Challenges
- The client’s existing data warehouse was built on a RDBMS-based MPP system.
- Data was being collected from various data sources like SAP ERP, JDA, IRI, Acousta and many others. The client was facing multiple challenges in integrating and performing real-time analytics with the data from these data sources.
- The client wanted to switch to a scalable EDM system which is easy to integrate with other enterprise applications.
- Wanted to minimize the effort spent on data migration and processing.
Solutions
- Analyzed various data sources and targets, and designed and implemented a suitable Hadoop architecture for the same.

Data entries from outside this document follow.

PR #1241, opened 2022-07-22
Typescript

rjpals:
This adds the ability to use TypeScript and converts a single file (`src/shell/notifications.js`) to TS. 

With this configuration, TS is entirely optional. The source tree consist of TS and JS interoperating with each other and developers will be able to freely choose between them (for now.) This will allow us to incrementally adopt TS without an all-out rewrite.

For information, see [the spec](https://docs.google.com/document/d/1e_ALIynxoEWcxB4pb6zl_tqzUKIpnxjS4oag2BAhScI)

### DIFF
--- a/package.json
+++ b/package.json
@@ -101,7 +101,6 @@
     "@babel/plugin-transform-runtime": "^7.10.4",
     "@babel/preset-env": "^7.14.7",
     "@babel/preset-react": "^7.14.5",
-    "@babel/preset-typescript": "^7.18.6",
     "@foreachbe/cypress-tinymce": "^1.0.0",
     "@sentry/cli": "^2.2.0",
     "@sentry/webpack-plugin": "^1.18.9",
--- a/package.json
+++ b/package.json
@@ -101,6 +101,7 @@
     "@babel/plugin-transform-runtime": "^7.10.4",
     "@babel/preset-env": "^7.14.7",
     "@babel/preset-react": "^7.14.5",
+    "@babel/preset-typescript": "^7.18.6",
     "@foreachbe/cypress-tinymce": "^1.0.0",
     "@sentry/cli": "^2.2.0",
     "@sentry/webpack-plugin": "^1.18.9",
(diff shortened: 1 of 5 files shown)


src/shell/store/notifications.ts
```diff
@@ -1,4 +1,10 @@
-export function notifications(state = [], action) {
+type Action = {
```
agalin920, line 1: Are we gonna go with 'type' over 'interface' ?

src/shell/store/notifications.ts
```diff
@@ -8,15 +14,21 @@ export function notifications(state = [], action) {
...
+        return notification;
       });
 
     default:
       return state;
   }
 }
 
-export function notify(data) {
+type Data = {
```
agalin920, line 25: I think Data is too arbitrary and not indicative enough of what this is. Shouldn't we should name this Notification? Especially in the case we ever need to export this type to a component

agalin920 (changes requested):

package.json
```diff
@@ -101,6 +101,7 @@
     "@babel/plugin-transform-runtime": "^7.10.4",
     "@babel/preset-env": "^7.14.7",
     "@babel/preset-react": "^7.14.5",
+    "@babel/preset-typescript": "^7.18.6",
```
agalin920, line 104: Is this needed?

src/shell/store/notifications.ts
```diff
@@ -1,4 +1,10 @@
-export function notifications(state = [], action) {
+type Action = {
+  type: "NEW_NOTIFICATION" | "REMOVE_NOTIFICATION";
+  data: Data;
+  epoch: Date;
+};
+
+export function notifications(state = [], action: Action) {
```
agalin920, line 7: State should be defined

src/shell/webpack.config.js
```diff
@@ -74,8 +74,10 @@ module.exports = async (env) => {
         utility: path.resolve(__dirname, "../utility"),
         apps: path.resolve(__dirname, "../apps"),
       },
+      extensions: [".ts", ".js"],
     },
     plugins: [
+      /*
```
shrunyan, line 80: why has this been commented out?

shrunyan (approved):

- Designed near real-time ingestion system using Attunity and Kafka to perform real-time batch processing.
- Designed a data warehouse on Hive and HBase for all transactional data processing.
- Used Talend ETL to design and develop Spark streaming and batch jobs.
- Designed OLAP cubes for reporting.
Tools & Technologies
Key benefits
- Production rate can now be matched with order rate, thereby enabling faster and more informed decisions for sales, pricing, product, and manufacturing teams.
- Real-time operational visibility.
- Quicker and better-informed decision making.
- Lower data integration cost.
- Easily scalable architecture.
- Ability to drill across cubes/data subject in pre-defined and ad-hoc ways.
- Attunity replicates the integrated data into Kafta streams thereby providing a comprehensive view to the managers.